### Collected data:
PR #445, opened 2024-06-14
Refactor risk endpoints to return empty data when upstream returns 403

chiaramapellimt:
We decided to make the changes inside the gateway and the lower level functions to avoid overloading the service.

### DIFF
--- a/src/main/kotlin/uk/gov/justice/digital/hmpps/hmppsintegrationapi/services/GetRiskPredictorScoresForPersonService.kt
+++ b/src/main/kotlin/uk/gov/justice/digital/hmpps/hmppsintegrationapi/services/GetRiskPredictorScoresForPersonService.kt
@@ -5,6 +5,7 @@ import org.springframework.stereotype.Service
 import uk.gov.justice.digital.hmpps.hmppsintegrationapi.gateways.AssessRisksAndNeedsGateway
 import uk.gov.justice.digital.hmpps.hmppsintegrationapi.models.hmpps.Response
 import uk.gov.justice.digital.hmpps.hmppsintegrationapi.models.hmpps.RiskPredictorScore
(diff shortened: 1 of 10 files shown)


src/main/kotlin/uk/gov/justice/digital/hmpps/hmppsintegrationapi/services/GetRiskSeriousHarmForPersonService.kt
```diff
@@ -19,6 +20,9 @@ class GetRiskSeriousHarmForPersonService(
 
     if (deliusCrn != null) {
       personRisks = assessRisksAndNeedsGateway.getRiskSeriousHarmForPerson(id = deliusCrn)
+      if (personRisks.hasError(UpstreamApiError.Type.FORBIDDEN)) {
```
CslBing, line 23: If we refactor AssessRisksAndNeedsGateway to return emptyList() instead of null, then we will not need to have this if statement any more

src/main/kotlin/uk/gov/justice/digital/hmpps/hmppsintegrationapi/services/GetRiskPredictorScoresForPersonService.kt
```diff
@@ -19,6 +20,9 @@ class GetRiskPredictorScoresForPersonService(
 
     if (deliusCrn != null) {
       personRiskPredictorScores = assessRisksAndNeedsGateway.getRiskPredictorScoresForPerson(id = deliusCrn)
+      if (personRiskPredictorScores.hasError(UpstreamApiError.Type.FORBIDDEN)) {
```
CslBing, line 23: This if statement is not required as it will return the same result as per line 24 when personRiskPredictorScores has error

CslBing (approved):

### Aim of the exercise:
Copy out, from the data above, every line holding the word "UpstreamApiError".

### Written solution:
+      if (personRisks.hasError(UpstreamApiError.Type.FORBIDDEN)) {
+      if (personRiskPredictorScores.hasError(UpstreamApiError.Type.FORBIDDEN)) {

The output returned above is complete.